Data excerpts: Begin

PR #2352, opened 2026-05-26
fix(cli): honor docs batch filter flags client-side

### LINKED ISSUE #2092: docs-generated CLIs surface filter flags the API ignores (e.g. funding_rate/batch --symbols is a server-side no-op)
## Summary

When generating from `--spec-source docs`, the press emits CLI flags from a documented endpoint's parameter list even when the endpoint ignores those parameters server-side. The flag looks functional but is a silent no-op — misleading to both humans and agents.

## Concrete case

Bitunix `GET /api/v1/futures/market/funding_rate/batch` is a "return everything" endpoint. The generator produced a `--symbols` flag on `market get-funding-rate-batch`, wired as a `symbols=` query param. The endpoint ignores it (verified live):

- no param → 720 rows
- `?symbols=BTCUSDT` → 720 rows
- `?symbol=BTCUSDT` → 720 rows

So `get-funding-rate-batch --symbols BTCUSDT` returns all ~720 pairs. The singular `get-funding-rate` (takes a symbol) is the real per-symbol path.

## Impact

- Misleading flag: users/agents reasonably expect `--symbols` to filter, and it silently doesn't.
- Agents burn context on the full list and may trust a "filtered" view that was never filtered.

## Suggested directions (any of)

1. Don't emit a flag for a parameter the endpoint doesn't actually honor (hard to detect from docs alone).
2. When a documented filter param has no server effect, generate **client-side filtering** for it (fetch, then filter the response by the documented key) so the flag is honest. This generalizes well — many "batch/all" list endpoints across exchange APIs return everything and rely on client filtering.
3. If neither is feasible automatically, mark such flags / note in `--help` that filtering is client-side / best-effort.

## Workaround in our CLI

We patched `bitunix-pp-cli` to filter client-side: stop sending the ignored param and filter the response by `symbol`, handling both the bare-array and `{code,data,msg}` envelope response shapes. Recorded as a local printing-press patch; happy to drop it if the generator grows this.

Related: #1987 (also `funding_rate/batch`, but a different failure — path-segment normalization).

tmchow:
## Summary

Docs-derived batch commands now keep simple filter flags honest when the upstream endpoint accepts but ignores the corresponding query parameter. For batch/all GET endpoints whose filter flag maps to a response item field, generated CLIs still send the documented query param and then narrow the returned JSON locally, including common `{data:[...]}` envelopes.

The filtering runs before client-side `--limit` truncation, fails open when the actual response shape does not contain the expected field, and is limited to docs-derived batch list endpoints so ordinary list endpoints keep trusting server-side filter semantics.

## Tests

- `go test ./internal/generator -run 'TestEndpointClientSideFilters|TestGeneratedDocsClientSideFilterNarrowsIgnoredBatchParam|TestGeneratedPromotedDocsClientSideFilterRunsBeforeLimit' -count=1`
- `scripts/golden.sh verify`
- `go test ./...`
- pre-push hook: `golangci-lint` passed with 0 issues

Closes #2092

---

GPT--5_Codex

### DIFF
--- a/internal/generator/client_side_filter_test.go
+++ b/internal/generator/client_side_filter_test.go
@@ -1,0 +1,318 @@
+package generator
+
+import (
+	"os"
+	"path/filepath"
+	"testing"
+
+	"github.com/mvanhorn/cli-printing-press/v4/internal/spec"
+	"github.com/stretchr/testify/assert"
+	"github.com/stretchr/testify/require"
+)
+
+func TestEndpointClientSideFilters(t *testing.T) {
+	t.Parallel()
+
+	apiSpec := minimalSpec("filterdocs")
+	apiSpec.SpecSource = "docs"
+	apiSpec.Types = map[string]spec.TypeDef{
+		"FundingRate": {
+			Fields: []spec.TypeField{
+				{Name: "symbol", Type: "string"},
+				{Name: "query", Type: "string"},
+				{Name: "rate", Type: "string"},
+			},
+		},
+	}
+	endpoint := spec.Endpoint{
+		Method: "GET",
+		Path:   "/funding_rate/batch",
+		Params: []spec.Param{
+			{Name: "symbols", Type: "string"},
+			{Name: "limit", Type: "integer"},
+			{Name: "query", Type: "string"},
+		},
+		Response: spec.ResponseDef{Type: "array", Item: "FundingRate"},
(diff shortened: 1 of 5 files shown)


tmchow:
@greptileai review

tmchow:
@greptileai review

Data excerpts: End

Each record needs to be duplicated exactly as given.

PR #2352, opened 2026-05-26
fix(cli): honor docs batch filter flags client-side

### LINKED ISSUE #2092: docs-generated CLIs surface filter flags the API ignores (e.g. funding_rate/batch --symbols is a server-side no-op)
## Summary

When generating from `--spec-source docs`, the press emits CLI flags from a documented endpoint's parameter list even when the endpoint ignores those parameters server-side. The flag looks functional but is a silent no-op — misleading to both humans and agents.

## Concrete case

Bitunix `GET /api/v1/futures/market/funding_rate/batch` is a "return everything" endpoint. The generator produced a `--symbols` flag on `market get-funding-rate-batch`, wired as a `symbols=` query param. The endpoint ignores it (verified live):

- no param → 720 rows
- `?symbols=BTCUSDT` → 720 rows
- `?symbol=BTCUSDT` → 720 rows

So `get-funding-rate-batch --symbols BTCUSDT` returns all ~720 pairs. The singular `get-funding-rate` (takes a symbol) is the real per-symbol path.

## Impact

- Misleading flag: users/agents reasonably expect `--symbols` to filter, and it silently doesn't.
- Agents burn context on the full list and may trust a "filtered" view that was never filtered.

## Suggested directions (any of)

1. Don't emit a flag for a parameter the endpoint doesn't actually honor (hard to detect from docs alone).
2. When a documented filter param has no server effect, generate **client-side filtering** for it (fetch, then filter the response by the documented key) so the flag is honest. This generalizes well — many "batch/all" list endpoints across exchange APIs return everything and rely on client filtering.
3. If neither is feasible automatically, mark such flags / note in `--help` that filtering is client-side / best-effort.

## Workaround in our CLI

We patched `bitunix-pp-cli` to filter client-side: stop sending the ignored param and filter the response by `symbol`, handling both the bare-array and `{code,data,msg}` envelope response shapes. Recorded as a local printing-press patch; happy to drop it if the generator grows this.

Related: #1987 (also `funding_rate/batch`, but a different failure — path-segment normalization).

tmchow:
## Summary

Docs-derived batch commands now keep simple filter flags honest when the upstream endpoint accepts but ignores the corresponding query parameter. For batch/all GET endpoints whose filter flag maps to a response item field, generated CLIs still send the documented query param and then narrow the returned JSON locally, including common `{data:[...]}` envelopes.

The filtering runs before client-side `--limit` truncation, fails open when the actual response shape does not contain the expected field, and is limited to docs-derived batch list endpoints so ordinary list endpoints keep trusting server-side filter semantics.

## Tests

- `go test ./internal/generator -run 'TestEndpointClientSideFilters|TestGeneratedDocsClientSideFilterNarrowsIgnoredBatchParam|TestGeneratedPromotedDocsClientSideFilterRunsBeforeLimit' -count=1`
- `scripts/golden.sh verify`
- `go test ./...`
- pre-push hook: `golangci-lint` passed with 0 issues

Closes #2092

---

GPT--5_Codex

### DIFF
--- a/internal/generator/client_side_filter_test.go
+++ b/internal/generator/client_side_filter_test.go
@@ -1,0 +1,318 @@
+package generator
+
+import (
+	"os"
+	"path/filepath"
+	"testing"
+
+	"github.com/mvanhorn/cli-printing-press/v4/internal/spec"
+	"github.com/stretchr/testify/assert"
+	"github.com/stretchr/testify/require"
+)
+
+func TestEndpointClientSideFilters(t *testing.T) {
+	t.Parallel()
+
+	apiSpec := minimalSpec("filterdocs")
+	apiSpec.SpecSource = "docs"
+	apiSpec.Types = map[string]spec.TypeDef{
+		"FundingRate": {
+			Fields: []spec.TypeField{
+				{Name: "symbol", Type: "string"},
+				{Name: "query", Type: "string"},
+				{Name: "rate", Type: "string"},
+			},
+		},
+	}
+	endpoint := spec.Endpoint{
+		Method: "GET",
+		Path:   "/funding_rate/batch",
+		Params: []spec.Param{
+			{Name: "symbols", Type: "string"},
+			{Name: "limit", Type: "integer"},
+			{Name: "query", Type: "string"},
+		},
+		Response: spec.ResponseDef{Type: "array", Item: "FundingRate"},
(diff shortened: 1 of 5 files shown)


tmchow:
@greptileai review

tmchow:
@greptileai review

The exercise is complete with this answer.